Architecturally would it be possible to implement Cap'n Proto as a data type for D1? Spanner recently released protocol buffer support (apparently was available for years in their internal build) and it unlocks some really cool features like type safety and 10x faster performance vs storing nested data in JSON/JSONB. Compared to Spanner's approach, Cap'n Proto seems like it would be significantly better too since it's zero-copy. Is this something that's been considered or technically feasible with D1's architecture?
D1 is a more managed database over using SQLite Durable Objects directly, so it's great when you can shard your application data model across several of them. Sweet spot is a few tens so not exactly per user but not limited by the 10GB limit either, if you need more than that in the thousands you are better to use DOs directly.
Imagine apps like the trendy vibe coding platforms nowadays where you need a database for millions of independent projects and each one is self-contained and small, just as an example where it fits great. Or internal projects that fit within 10GB (or N multiples of them where sharding comes naturally) and the traffic is not crazy.
Well, social media is broad. If you are building Facebook, no. If you are building your own version of a small social media platform you could involve D1 in certain aspects for sure, e.g. for things that are private to a user. But then it also depends no usage, so just by a 2-word description it's not obvious. Again, my guideline rule is that if you are fine with 0-100GB of total storage and requests are not tens of thousands per second, D1 can work. Otherwise, if sharding is natural to your app, SQLite DOs, otherwise Hyperdrive + any external traditional database.

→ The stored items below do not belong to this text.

PR #331, opened 2024-11-15
pull out function examine group into utils

merowin:
This extracts the function examineGroup from SFractional into the group utils.  Maybe this function can serve as a generic helper function for variants like sfractional, similar to getGroup.

The returned array "adjacent" is not used currently, but I'm thinking this could be useful. I'd like to try and use it in future.


merowin:
Now that I think about it, I'll add a test case first. Back to WIP

benjaminpjones (approved):
This is awesome, and thanks for adding tests!

I'm also wondering if there are opportunities for synergies between the functions in this file.  Like seems like `getGroup` could potentially be based on this function.  Alternatively, this function could be a composition of `getGroup` and `getOuterBorder` (if those functions were generalized a bit)

Anyway, looks good as-is, just throwing out ideas for future improvements.

packages/shared/src/lib/group_utils.ts
```diff
@@ -74,3 +74,50 @@ export function getInnerBorder<K, V>(group: K[], graph: Fillable<K, V>) {
     group_on_graph.neighbors(index).some((index) => !group_on_graph.at(index)),
   );
 }
+
+export function examineGroup<K, V>(input: {
```
benjaminpjones, line 78: btw, love that this is generic now!

packages/shared/src/variants/s_fractional.ts
```diff
@@ -18,9 +18,10 @@ import {
   DefaultBoardState,
   MulticolorStone,
 } from "../lib/board_types";
+import { examineGroup } from "../lib/group_utils";
 
 declare type Color = string;
-declare type PlacementColors = [Color, Color] | [];
+declare type PlacementColors = Color[] & ([Color, Color] | []);
```
merowin, line 24: I changed this type to enable calling `PlacementColors.includes(string)`, but I just realised that this also allows developers to call `PlacementColors.push(string)`. So I guess the typing is not ideal here either way.

benjaminpjones: I think the idea behind tuple is that you should know what each member represents. So instead of:

```
color.includes("black");
```

You should be able to do something like:

```
// 0th element represents the "primary" color
color[0] === "black"

// or handling empty spaces
color.length && color[0] === black
```

merowin: The empty array in `[] | [string, string]` makes it so we can't call `includes(string)`, because it's interpreted as `never[]`. If we first check whether `array.length === 0`, then typescript understands, and allows the call to 'includes(string)'.

I'll reconsider my future type choices with this in mind, but I think it's ok to leave it like this for now.

benjaminpjones: Ohh I see now. I thought it was the other part causing issues!

I agree keeping includes makes sense even if type system is complaining.

PR #335, opened 2024-11-19
add quantum and sfractional to time handler map

merowin:
This adds Quantum and SFractional to the time handler map.

### DIFF
--- a/packages/server/src/time-control/time-handler-map.ts
+++ b/packages/server/src/time-control/time-handler-map.ts
@@ -23,4 +23,6 @@ export const timeControlHandlerMap: {
   keima: TimeHandlerSequentialMoves,
   "one color": TimeHandlerSequentialMoves,
   drift: TimeHandlerSequentialMoves,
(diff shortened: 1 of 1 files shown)


benjaminpjones:
Looks good!

Two comments, not directed at this PR:

Part of me wonders if this should be a required field of `Variant`, just so implementers get that reminder.  Wouldn't need to move all the code to shared/; it could look something like:

```
timeHandler: "sequential" | "parallel" | "none" | "custom";
```

Second, I notice on the main site, there is still an option to set a time config for these variants. We should not allow that for variants who don't specify a `timeHandler`.

benjaminpjones (approved):

merowin:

Did something change in how Cloudflare is calculating D1 DB size. All of the sudden all databases are half of the size that they were in the past. Any insights into what is happening? Thank you
Which API exactly? I checked your known accounts and don't see any drop in total size from our analytics. Please DM me more details instead of publicly here.
Any details to help any investigation? account/database IDs, timeranges? There isn't any ongoing D1 service incident. There was a transient network blip a few hours ago, but not consistent and only in some locations.
where app1 and app2 are two separate workers with separate wrangler files that share the same db instance and generally share the same worker logic implemented in packages/worker. can i somehow point the local db to the same db? or are they forced to be generated in their own local .wrangler folder?
Hey, yesterday, during our burst load, we received 153 "D1_ERROR: D1 DB is overloaded. Too many requests queued." on our d1 db while serving about 161k queries for ~30 minutes. It's a lot of queries and it seems like we managed to just stand of the edge of a single D1 db capacity. Do you guys at Cloudflare see more statistics about databases hidden to us users that ought to be interesting?
Hi! On a internal computer of our company, we would like to export our production D1 database every 10 minutes ( from the CLI wrangler d1 export ). Is someone from the CF staff can confirm us it's tolerated and this will not be blocked or against the CF policies please?
There is no policy against doing that, but keep in mind that whle exporting your database is blocked from serving any queries, so doing it every 10 minutes, especially if it's more than a few hundred MBs, it's not going to be a nice experience to your users.
Every 10 minutes seems excessive since you can just read the database directly or use time travel for restores between your backup periods. Is there something in the use case that requires that frequency?
Tricky question. To get scale, what many people on here do is they switch from using D1 to using Durable Objects which allow you to spit the work and data storage up across many instances. However, you said "highly relational data" and that's more complex when your relationships are on the other side of a network hop. There are strategies for doing that like the Actors model (and Cloudflare has an Actor base class for Durable Object now). Even so, I would only recommend that if there is a relatively clean way to split up the work/storage (per user, per tenant, etc.). So for consistently "highly relational data", your best choice might be to use an external scale-up style database solution. Cloudflare uses Postgres for some of its own internal needs so there is good support for doing that. Check out Cloudflare's Hyperdrive offering if you think that's the way to go for you: https://developers.cloudflare.com/hyperdrive/
Hyperdrive is a service that accelerates queries you make to existing databases, making it faster to access your data from across the globe from Cloudflare Workers, irrespective of your users' location.
Thank you very much, this makes a lot of sense, I was actually looking at the exact same page you linked before seeing your message, and indeed it perfectly fits our needs as we have a postgres database already and it is almost impossible to break up the data model to an actor model since data model is tightly coupled. However, I have two questions:
1. Will cloudflare support higher DO or D1 in a pay per usage model similar to something like R2 in the future? 2. Does hyperdrive cache the transaction queries (select statements in a transaction) or is it just caching select statements outside transactions?